■ Task requirements ■
Copy out the entries that follow, unchanged.
————————
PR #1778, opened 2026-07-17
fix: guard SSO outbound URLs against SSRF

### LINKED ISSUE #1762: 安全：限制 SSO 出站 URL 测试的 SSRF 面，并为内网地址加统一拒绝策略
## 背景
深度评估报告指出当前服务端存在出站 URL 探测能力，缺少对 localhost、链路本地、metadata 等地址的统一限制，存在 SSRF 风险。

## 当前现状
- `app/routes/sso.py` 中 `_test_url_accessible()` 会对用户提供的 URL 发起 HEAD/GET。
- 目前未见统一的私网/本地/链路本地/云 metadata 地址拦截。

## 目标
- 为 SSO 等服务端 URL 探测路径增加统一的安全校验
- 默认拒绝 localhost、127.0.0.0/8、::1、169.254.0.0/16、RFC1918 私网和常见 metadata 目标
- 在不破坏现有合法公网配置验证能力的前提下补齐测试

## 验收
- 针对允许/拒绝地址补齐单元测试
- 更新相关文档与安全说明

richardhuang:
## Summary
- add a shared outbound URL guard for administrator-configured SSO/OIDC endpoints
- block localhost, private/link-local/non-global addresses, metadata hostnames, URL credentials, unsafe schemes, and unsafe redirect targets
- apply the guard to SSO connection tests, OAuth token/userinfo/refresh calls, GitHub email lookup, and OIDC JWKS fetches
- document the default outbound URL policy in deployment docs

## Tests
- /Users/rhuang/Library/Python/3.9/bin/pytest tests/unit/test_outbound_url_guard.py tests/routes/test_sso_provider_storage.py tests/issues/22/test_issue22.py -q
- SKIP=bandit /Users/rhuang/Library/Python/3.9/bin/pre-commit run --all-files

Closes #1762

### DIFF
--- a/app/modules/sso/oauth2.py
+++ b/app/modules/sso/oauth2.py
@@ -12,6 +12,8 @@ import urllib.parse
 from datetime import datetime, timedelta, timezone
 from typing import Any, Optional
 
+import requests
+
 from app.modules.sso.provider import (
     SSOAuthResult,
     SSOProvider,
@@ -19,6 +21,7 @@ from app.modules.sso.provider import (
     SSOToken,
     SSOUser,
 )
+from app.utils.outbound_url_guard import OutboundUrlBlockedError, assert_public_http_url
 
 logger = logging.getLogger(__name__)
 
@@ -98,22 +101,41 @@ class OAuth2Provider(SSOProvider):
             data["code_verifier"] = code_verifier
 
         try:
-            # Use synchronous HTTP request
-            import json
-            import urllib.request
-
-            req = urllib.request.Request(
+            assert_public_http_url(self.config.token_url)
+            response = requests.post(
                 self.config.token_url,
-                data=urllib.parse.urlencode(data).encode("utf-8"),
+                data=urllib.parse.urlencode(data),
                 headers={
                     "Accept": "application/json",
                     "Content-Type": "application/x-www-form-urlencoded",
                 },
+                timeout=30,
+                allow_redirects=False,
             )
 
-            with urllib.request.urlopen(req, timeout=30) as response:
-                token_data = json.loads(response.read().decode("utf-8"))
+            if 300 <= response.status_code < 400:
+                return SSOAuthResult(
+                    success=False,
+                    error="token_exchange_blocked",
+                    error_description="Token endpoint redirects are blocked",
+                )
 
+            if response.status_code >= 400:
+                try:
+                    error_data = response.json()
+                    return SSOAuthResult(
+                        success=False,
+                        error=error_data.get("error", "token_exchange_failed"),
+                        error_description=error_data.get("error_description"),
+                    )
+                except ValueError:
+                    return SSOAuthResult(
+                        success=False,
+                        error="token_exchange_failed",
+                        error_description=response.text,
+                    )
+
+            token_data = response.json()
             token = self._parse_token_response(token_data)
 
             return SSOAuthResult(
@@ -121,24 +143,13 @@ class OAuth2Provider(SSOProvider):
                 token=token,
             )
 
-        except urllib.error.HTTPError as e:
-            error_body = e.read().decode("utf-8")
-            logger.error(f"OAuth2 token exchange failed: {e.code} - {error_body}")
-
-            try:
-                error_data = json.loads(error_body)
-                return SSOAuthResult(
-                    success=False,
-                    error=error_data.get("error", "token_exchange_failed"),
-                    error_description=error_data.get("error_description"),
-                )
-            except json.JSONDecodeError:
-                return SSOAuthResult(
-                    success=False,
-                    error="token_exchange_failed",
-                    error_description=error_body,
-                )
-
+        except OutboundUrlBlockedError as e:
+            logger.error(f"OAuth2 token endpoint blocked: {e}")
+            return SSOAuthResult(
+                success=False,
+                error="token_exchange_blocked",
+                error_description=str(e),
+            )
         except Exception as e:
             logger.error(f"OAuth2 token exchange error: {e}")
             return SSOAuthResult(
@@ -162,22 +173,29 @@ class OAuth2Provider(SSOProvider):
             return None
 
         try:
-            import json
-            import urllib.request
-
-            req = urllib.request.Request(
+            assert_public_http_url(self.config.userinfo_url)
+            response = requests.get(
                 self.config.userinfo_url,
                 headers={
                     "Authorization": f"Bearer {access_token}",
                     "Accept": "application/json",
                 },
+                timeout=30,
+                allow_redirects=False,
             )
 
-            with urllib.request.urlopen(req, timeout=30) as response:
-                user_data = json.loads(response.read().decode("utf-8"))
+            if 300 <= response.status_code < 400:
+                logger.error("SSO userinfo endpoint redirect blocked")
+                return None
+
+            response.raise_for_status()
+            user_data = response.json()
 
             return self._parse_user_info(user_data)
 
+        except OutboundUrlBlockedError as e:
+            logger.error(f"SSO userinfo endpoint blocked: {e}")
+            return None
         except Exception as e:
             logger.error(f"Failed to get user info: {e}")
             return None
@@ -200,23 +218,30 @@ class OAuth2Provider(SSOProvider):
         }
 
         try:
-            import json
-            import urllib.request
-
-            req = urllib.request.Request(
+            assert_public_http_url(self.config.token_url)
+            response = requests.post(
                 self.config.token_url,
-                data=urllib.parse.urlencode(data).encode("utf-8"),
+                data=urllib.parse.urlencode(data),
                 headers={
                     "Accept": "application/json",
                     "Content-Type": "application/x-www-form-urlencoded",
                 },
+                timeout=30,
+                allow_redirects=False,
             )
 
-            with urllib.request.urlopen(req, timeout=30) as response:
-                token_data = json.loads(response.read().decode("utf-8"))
————————
■ Answer space ■
PR #1778, opened 2026-07-17
fix: guard SSO outbound URLs against SSRF

### LINKED ISSUE #1762: 安全：限制 SSO 出站 URL 测试的 SSRF 面，并为内网地址加统一拒绝策略
## 背景
深度评估报告指出当前服务端存在出站 URL 探测能力，缺少对 localhost、链路本地、metadata 等地址的统一限制，存在 SSRF 风险。

## 当前现状
- `app/routes/sso.py` 中 `_test_url_accessible()` 会对用户提供的 URL 发起 HEAD/GET。
- 目前未见统一的私网/本地/链路本地/云 metadata 地址拦截。

## 目标
- 为 SSO 等服务端 URL 探测路径增加统一的安全校验
- 默认拒绝 localhost、127.0.0.0/8、::1、169.254.0.0/16、RFC1918 私网和常见 metadata 目标
- 在不破坏现有合法公网配置验证能力的前提下补齐测试

## 验收
- 针对允许/拒绝地址补齐单元测试
- 更新相关文档与安全说明

richardhuang:
## Summary
- add a shared outbound URL guard for administrator-configured SSO/OIDC endpoints
- block localhost, private/link-local/non-global addresses, metadata hostnames, URL credentials, unsafe schemes, and unsafe redirect targets
- apply the guard to SSO connection tests, OAuth token/userinfo/refresh calls, GitHub email lookup, and OIDC JWKS fetches
- document the default outbound URL policy in deployment docs

## Tests
- /Users/rhuang/Library/Python/3.9/bin/pytest tests/unit/test_outbound_url_guard.py tests/routes/test_sso_provider_storage.py tests/issues/22/test_issue22.py -q
- SKIP=bandit /Users/rhuang/Library/Python/3.9/bin/pre-commit run --all-files

Closes #1762

### DIFF
--- a/app/modules/sso/oauth2.py
+++ b/app/modules/sso/oauth2.py
@@ -12,6 +12,8 @@ import urllib.parse
 from datetime import datetime, timedelta, timezone
 from typing import Any, Optional
 
+import requests
+
 from app.modules.sso.provider import (
     SSOAuthResult,
     SSOProvider,
@@ -19,6 +21,7 @@ from app.modules.sso.provider import (
     SSOToken,
     SSOUser,
 )
+from app.utils.outbound_url_guard import OutboundUrlBlockedError, assert_public_http_url
 
 logger = logging.getLogger(__name__)
 
@@ -98,22 +101,41 @@ class OAuth2Provider(SSOProvider):
             data["code_verifier"] = code_verifier
 
         try:
-            # Use synchronous HTTP request
-            import json
-            import urllib.request
-
-            req = urllib.request.Request(
+            assert_public_http_url(self.config.token_url)
+            response = requests.post(
                 self.config.token_url,
-                data=urllib.parse.urlencode(data).encode("utf-8"),
+                data=urllib.parse.urlencode(data),
                 headers={
                     "Accept": "application/json",
                     "Content-Type": "application/x-www-form-urlencoded",
                 },
+                timeout=30,
+                allow_redirects=False,
             )
 
-            with urllib.request.urlopen(req, timeout=30) as response:
-                token_data = json.loads(response.read().decode("utf-8"))
+            if 300 <= response.status_code < 400:
+                return SSOAuthResult(
+                    success=False,
+                    error="token_exchange_blocked",
+                    error_description="Token endpoint redirects are blocked",
+                )
 
+            if response.status_code >= 400:
+                try:
+                    error_data = response.json()
+                    return SSOAuthResult(
+                        success=False,
+                        error=error_data.get("error", "token_exchange_failed"),
+                        error_description=error_data.get("error_description"),
+                    )
+                except ValueError:
+                    return SSOAuthResult(
+                        success=False,
+                        error="token_exchange_failed",
+                        error_description=response.text,
+                    )
+
+            token_data = response.json()
             token = self._parse_token_response(token_data)
 
             return SSOAuthResult(
@@ -121,24 +143,13 @@ class OAuth2Provider(SSOProvider):
                 token=token,
             )
 
-        except urllib.error.HTTPError as e:
-            error_body = e.read().decode("utf-8")
-            logger.error(f"OAuth2 token exchange failed: {e.code} - {error_body}")
-
-            try:
-                error_data = json.loads(error_body)
-                return SSOAuthResult(
-                    success=False,
-                    error=error_data.get("error", "token_exchange_failed"),
-                    error_description=error_data.get("error_description"),
-                )
-            except json.JSONDecodeError:
-                return SSOAuthResult(
-                    success=False,
-                    error="token_exchange_failed",
-                    error_description=error_body,
-                )
-
+        except OutboundUrlBlockedError as e:
+            logger.error(f"OAuth2 token endpoint blocked: {e}")
+            return SSOAuthResult(
+                success=False,
+                error="token_exchange_blocked",
+                error_description=str(e),
+            )
         except Exception as e:
             logger.error(f"OAuth2 token exchange error: {e}")
             return SSOAuthResult(
@@ -162,22 +173,29 @@ class OAuth2Provider(SSOProvider):
             return None
 
         try:
-            import json
-            import urllib.request
-
-            req = urllib.request.Request(
+            assert_public_http_url(self.config.userinfo_url)
+            response = requests.get(
                 self.config.userinfo_url,
                 headers={
                     "Authorization": f"Bearer {access_token}",
                     "Accept": "application/json",
                 },
+                timeout=30,
+                allow_redirects=False,
             )
 
-            with urllib.request.urlopen(req, timeout=30) as response:
-                user_data = json.loads(response.read().decode("utf-8"))
+            if 300 <= response.status_code < 400:
+                logger.error("SSO userinfo endpoint redirect blocked")
+                return None
+
+            response.raise_for_status()
+            user_data = response.json()
 
             return self._parse_user_info(user_data)
 
+        except OutboundUrlBlockedError as e:
+            logger.error(f"SSO userinfo endpoint blocked: {e}")
+            return None
         except Exception as e:
             logger.error(f"Failed to get user info: {e}")
             return None
@@ -200,23 +218,30 @@ class OAuth2Provider(SSOProvider):
         }
 
         try:
-            import json
-            import urllib.request
-
-            req = urllib.request.Request(
+            assert_public_http_url(self.config.token_url)
+            response = requests.post(
                 self.config.token_url,
-                data=urllib.parse.urlencode(data).encode("utf-8"),
+                data=urllib.parse.urlencode(data),
                 headers={
                     "Accept": "application/json",
                     "Content-Type": "application/x-www-form-urlencoded",
                 },
+                timeout=30,
+                allow_redirects=False,
             )
 
-            with urllib.request.urlopen(req, timeout=30) as response:
-                token_data = json.loads(response.read().decode("utf-8"))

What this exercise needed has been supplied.